オリジナルもカバー曲も「“LOVE IS MUSIC=音楽を楽しもう”
という気持ちでお届けします!」
全国ホールツアー2022『LOVE IS MUSIC』開催中の
クリス・ハートインタビュー
日本人の心に響くJ-POPスタンダード曲のカバーやオリジナル曲を歌い、日本の音楽ファンの心を掴んできたクリス・ハート。2018年から約2年活動を休止していたが、2020年に活動を再開。翌2021年7月14日には5年ぶりのオリジナルアルバム『COMPLEX』が発表された。初のセルフプロデュース作品となったこのアルバムには、“自分らしくありたい”“ありのままの自分でいい”というメッセージが込められている。「自分の弱いところを見つめ直して、今までできなかったことや、挑戦するのが怖いなと思っていたことにもチャレンジした」という。この作品が生まれた経緯、さらに4月から開催中の全国ホールツアー2022『LOVE IS MUSIC』について今回はリモートでインタビューを行った。新たな扉を開くきっかけとなったコロナ禍での体験、音楽活動の原動力にもなっている家族のことにも触れつつ、気さくな素顔を覗かせてくれた。
聴く人の力になるアルバムを作りたかった
――昨年7月にリリースされた5年振りのアルバム『COMPLEX』はクリスさんにとって初の全曲セルフプロデュースとなる作品になりましたね。制作過程で今までと何か違いはありましたか。

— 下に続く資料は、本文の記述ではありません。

PR #3129, opened 2024-02-09
backport nokogiri 1.11.0 to allow Ruby 2.4.5

mikeatlas:

### DIFF
--- a/.cross_rubies
+++ b/.cross_rubies
@@ -22,3 +22,8 @@
 2.5.0:x86_64-linux-gnu
 2.5.0:x86_64-darwin
 2.5.0:arm64-darwin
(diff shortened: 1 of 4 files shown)


flavorjones:
Sorry, I will not support older versions of Ruby. The effort to precompile for those platforms is too great.

mikeatlas:
@flavorjones sorry about this PR - no expectation on my part that you'd support 2.4.5 any longer. I had intended to open the PR on my own fork but the GitHub UI default option sends it to the original repo. 

And yes, I am trying to backport for that CVE, although it's one of dozens across many gems in a legacy application that need vuln updates. Thanks for the pointers to the mitigation suggestions.

PR #3134, opened 2024-02-21
dep: update minimum java version from 7 to 8

flavorjones:

- Modern OpenJDK (e.g., 21) won't build for Java 7 making development hard
- JRuby 9.4 only supports Java 8 and later, and Nokogiri only supports JRuby 9.4+
- Java 7 extended support finally ended in July 2022
  - https://support.oracle.com/knowledge/Middleware/2809708_1.html

See related commit 08e55603 which updated the minimum to 7 from 6 in 2020 (v1.11.0).

cc @headius for review

Non-functional change.

Non-functional change.

### DIFF
--- a/rakelib/extensions.rake
+++ b/rakelib/extensions.rake
@@ -376,8 +376,8 @@ if java?
 
     ext.ext_dir = "ext/java"
     ext.lib_dir = "lib/nokogiri"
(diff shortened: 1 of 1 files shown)


headius:
Totally ok!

「このアルバムはコロナ禍になってから、制作を始めたので、全ての曲がリモートレコーディングでした。ボーカルのレコーディングや編曲も自宅のスタジオで行いました」
――クリスさん自身はどんな作品にしたかったのですか?
「“聴く人の力になるアルバムを作りたいな”と思っていました。コロナ禍になってから、それまであたりまえにできていたことができなくなりました。ステイホーム期間中、お母さんたちは子供たちとずっと家に居て大変だったと思うし、僕も妻と喧嘩することがありました(苦笑)。そんな時、“今の嫌な気持ちをぜんぶ曲にしてください!”と妻に話したんです。それがきっかけとなってできた曲が『ちゃんと~mother's blues~』(M-4)です。この曲は妻が歌詞を書いています。コロナ禍になって、お母さんたちの負担も大きくなって、妻も悩んでいたと思うけど、子供の前では暗い顔や疲れている顔は見せないようにしてました。そんなふうに一生懸命がんばっている姿を見て、もうこれ以上がんばらなくていいよっていうメッセージをどうしても伝えたかったんです。それが世の中のお母さんたちにも届けば、きっと力になるんじゃないかなと」
――確かに『ちゃんと~mother's blues~』という曲はアルバムの中でもポイントになっている曲ですね。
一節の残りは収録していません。